AVAILABLE RECORDS:
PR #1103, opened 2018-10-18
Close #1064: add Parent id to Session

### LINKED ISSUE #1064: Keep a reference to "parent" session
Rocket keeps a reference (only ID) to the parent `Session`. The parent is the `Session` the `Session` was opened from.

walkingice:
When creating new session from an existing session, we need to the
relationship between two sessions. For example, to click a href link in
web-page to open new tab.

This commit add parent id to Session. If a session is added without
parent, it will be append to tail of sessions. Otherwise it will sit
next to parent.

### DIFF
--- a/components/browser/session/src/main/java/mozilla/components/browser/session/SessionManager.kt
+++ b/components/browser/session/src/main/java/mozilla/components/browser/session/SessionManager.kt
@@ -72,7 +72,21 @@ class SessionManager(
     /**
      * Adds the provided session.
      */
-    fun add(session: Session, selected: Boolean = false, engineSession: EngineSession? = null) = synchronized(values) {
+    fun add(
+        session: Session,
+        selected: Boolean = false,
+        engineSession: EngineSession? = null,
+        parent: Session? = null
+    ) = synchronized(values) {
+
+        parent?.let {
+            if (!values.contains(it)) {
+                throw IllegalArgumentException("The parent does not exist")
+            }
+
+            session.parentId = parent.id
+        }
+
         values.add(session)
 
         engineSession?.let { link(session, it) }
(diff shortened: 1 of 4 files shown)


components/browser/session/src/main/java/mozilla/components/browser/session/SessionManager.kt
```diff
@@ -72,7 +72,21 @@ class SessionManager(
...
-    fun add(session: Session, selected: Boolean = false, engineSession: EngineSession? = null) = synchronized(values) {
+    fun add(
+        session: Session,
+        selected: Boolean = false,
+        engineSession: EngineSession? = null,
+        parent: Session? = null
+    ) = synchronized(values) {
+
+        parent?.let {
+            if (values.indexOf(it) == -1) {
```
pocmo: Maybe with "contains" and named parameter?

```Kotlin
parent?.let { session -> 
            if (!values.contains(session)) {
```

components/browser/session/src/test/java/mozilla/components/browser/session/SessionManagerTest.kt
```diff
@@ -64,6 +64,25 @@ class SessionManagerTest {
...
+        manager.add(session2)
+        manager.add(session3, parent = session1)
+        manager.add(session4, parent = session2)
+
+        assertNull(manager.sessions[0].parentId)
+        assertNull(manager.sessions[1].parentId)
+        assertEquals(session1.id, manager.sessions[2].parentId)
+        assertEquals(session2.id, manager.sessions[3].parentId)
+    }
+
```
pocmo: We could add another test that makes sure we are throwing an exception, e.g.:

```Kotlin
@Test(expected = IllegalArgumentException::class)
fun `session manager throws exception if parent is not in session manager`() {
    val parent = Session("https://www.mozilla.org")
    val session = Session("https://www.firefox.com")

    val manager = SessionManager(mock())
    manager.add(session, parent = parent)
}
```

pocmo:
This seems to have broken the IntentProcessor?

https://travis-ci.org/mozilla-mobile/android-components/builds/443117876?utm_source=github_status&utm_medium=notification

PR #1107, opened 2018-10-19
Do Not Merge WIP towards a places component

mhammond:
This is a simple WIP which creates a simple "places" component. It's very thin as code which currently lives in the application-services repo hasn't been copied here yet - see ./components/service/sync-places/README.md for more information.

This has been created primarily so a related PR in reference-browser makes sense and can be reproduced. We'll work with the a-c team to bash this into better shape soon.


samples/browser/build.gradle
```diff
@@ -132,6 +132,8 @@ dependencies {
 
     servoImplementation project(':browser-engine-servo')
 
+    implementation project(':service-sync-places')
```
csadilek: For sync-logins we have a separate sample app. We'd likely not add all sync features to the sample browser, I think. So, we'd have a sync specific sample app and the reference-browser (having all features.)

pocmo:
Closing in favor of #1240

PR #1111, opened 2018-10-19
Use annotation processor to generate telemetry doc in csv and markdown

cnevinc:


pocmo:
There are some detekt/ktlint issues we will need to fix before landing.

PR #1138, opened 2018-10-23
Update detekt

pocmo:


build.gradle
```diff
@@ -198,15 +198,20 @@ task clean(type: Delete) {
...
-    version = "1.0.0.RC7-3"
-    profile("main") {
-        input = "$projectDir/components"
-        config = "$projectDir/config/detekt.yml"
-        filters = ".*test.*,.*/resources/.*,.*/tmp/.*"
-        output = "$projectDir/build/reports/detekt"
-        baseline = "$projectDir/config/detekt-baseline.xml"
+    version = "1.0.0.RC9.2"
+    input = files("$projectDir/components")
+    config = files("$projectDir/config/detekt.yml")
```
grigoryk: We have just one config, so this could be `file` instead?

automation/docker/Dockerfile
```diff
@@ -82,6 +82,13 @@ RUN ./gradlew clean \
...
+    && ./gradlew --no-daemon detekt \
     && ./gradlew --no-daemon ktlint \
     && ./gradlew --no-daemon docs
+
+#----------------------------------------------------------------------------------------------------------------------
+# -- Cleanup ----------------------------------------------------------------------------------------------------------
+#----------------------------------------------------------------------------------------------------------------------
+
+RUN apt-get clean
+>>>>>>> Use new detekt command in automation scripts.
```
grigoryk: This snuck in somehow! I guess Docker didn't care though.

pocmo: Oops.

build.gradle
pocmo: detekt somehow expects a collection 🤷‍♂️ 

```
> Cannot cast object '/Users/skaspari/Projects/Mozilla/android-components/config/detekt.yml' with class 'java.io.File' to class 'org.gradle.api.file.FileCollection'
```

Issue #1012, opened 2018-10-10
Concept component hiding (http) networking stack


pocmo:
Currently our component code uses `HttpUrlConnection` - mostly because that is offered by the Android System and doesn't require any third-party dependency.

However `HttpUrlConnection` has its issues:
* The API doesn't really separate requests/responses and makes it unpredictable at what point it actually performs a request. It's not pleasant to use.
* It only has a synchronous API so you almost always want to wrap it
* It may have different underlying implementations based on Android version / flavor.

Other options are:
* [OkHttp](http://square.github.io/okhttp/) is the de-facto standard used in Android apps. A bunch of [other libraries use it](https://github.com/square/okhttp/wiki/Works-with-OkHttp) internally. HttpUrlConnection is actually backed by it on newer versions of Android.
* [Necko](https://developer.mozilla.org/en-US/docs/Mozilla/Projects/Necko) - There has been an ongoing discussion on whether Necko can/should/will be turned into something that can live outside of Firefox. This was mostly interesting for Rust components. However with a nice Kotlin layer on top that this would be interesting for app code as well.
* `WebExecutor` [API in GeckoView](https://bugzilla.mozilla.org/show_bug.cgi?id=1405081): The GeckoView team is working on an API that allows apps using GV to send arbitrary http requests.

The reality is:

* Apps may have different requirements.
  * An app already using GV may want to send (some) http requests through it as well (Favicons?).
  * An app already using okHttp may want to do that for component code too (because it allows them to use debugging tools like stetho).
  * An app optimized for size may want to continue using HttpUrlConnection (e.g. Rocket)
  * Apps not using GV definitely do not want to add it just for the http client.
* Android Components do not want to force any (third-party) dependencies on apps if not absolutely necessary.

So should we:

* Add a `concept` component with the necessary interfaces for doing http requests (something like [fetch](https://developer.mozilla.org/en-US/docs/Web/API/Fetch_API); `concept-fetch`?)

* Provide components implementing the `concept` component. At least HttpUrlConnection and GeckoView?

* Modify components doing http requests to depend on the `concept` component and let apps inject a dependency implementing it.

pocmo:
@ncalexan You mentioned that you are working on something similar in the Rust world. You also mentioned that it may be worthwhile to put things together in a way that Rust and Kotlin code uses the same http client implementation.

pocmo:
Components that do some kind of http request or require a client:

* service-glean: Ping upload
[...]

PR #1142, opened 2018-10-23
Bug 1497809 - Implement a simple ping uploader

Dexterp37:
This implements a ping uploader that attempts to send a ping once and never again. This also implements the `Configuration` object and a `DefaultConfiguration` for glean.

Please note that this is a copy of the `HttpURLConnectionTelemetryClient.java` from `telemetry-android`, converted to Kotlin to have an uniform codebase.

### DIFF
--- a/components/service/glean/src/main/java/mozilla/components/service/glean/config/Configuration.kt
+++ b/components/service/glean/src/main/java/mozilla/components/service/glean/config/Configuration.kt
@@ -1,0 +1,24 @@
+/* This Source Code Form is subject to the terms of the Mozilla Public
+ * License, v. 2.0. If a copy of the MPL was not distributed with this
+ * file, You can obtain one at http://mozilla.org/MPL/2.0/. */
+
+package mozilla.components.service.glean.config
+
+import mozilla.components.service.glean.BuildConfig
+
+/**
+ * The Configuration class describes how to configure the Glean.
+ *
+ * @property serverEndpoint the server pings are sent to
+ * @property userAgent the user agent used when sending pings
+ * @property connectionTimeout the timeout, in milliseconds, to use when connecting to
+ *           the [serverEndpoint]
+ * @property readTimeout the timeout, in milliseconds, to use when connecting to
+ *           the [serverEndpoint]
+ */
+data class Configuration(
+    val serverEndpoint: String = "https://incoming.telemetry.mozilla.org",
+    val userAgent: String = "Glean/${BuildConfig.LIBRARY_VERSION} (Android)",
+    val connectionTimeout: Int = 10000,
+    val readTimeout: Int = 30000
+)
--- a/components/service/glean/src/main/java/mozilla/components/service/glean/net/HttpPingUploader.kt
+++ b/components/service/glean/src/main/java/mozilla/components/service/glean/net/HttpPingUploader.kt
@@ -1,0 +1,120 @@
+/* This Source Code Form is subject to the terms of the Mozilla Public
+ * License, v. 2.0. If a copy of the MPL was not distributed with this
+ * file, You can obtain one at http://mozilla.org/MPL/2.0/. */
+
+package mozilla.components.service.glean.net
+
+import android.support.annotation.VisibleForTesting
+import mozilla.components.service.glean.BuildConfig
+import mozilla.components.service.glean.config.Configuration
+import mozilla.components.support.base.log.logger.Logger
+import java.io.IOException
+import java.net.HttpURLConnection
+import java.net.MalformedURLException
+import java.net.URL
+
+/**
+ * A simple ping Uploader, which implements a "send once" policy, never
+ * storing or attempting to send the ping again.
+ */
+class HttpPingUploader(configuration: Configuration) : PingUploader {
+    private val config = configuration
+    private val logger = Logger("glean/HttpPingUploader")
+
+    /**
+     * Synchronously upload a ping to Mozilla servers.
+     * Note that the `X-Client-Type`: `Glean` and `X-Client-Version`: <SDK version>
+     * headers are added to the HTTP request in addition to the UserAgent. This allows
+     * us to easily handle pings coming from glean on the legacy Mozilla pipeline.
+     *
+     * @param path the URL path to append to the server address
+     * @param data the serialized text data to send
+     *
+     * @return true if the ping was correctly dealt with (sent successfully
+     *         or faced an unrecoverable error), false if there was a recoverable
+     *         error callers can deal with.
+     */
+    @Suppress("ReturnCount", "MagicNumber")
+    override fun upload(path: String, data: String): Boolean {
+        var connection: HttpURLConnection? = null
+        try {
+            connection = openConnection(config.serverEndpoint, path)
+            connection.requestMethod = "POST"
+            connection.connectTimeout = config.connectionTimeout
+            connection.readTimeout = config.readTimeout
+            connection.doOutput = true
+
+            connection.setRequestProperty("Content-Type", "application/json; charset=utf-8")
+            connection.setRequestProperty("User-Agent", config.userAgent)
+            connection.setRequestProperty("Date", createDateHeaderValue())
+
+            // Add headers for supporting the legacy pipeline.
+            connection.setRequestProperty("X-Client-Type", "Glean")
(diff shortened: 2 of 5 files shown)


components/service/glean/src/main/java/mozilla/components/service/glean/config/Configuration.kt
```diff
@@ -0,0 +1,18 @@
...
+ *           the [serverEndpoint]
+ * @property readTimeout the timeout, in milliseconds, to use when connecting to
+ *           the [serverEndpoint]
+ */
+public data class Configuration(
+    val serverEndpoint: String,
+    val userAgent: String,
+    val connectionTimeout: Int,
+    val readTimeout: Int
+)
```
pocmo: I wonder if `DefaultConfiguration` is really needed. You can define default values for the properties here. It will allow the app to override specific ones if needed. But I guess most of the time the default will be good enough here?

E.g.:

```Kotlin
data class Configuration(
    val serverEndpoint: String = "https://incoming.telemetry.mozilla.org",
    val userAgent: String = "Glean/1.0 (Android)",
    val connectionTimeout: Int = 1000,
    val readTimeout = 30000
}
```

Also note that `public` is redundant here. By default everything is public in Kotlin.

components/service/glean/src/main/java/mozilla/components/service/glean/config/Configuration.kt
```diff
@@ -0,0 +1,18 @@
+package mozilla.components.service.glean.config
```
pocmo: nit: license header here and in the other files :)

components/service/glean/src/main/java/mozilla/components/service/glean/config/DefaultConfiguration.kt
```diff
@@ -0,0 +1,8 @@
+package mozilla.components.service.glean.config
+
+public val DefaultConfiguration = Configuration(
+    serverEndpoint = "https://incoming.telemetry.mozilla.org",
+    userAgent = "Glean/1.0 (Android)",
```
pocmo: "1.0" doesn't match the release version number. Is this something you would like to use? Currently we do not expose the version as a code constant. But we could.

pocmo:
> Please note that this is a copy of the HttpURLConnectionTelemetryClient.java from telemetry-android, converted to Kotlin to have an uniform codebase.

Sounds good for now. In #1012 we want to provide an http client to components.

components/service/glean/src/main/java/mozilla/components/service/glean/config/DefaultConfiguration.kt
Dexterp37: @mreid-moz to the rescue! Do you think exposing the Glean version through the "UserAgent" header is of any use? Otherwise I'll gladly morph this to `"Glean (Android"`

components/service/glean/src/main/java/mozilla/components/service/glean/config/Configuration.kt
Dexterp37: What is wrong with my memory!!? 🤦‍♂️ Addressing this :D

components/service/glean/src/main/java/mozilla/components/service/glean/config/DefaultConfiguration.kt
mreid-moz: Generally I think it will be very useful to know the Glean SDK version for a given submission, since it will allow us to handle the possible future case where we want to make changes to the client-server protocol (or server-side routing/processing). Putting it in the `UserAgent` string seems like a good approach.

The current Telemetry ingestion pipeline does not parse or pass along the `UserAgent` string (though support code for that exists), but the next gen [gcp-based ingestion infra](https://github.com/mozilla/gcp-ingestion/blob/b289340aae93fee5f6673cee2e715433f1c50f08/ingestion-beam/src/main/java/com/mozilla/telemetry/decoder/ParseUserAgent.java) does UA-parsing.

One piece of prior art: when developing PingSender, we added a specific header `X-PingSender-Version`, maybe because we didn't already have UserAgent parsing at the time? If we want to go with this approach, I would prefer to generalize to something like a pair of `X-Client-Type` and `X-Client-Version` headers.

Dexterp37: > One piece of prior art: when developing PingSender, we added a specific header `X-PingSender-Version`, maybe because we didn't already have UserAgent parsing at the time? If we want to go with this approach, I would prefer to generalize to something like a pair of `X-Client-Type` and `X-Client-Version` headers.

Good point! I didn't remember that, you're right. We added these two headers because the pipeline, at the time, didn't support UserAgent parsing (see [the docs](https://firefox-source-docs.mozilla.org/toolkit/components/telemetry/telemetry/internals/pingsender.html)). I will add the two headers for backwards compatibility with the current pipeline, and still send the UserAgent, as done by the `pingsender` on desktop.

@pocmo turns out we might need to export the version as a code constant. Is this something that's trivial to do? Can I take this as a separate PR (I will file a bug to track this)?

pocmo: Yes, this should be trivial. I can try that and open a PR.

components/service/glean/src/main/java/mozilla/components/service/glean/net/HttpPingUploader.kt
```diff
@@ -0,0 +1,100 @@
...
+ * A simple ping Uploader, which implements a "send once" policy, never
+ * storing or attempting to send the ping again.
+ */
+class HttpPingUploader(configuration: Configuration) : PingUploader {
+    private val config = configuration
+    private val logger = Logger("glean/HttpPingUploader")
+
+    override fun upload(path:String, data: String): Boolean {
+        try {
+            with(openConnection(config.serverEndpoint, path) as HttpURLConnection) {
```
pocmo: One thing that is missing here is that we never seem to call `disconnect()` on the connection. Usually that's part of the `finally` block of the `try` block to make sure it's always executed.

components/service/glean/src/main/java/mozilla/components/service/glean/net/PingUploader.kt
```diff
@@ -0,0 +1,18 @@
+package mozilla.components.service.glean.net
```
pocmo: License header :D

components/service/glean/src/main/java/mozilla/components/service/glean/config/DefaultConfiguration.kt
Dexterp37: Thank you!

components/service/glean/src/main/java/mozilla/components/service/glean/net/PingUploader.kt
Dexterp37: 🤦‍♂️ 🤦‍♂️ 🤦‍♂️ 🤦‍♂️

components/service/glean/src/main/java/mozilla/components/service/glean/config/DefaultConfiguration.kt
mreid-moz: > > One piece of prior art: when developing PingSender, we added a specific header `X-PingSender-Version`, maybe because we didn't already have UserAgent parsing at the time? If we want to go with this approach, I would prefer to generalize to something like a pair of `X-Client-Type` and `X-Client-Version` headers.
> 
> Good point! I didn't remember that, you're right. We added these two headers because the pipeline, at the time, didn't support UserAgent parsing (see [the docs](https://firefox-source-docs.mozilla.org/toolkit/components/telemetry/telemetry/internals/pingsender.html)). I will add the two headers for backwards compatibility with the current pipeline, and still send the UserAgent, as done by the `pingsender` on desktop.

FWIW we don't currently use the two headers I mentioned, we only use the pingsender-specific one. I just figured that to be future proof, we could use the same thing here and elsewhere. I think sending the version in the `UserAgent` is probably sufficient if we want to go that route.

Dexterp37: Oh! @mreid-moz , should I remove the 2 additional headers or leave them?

TASK: Working from the entries above, return all lines that contain "data".

PROBLEM SOLUTION:
+data class Configuration(
+     * @param data the serialized text data to send
+    override fun upload(path: String, data: String): Boolean {
+public data class Configuration(
data class Configuration(
+    override fun upload(path:String, data: String): Boolean {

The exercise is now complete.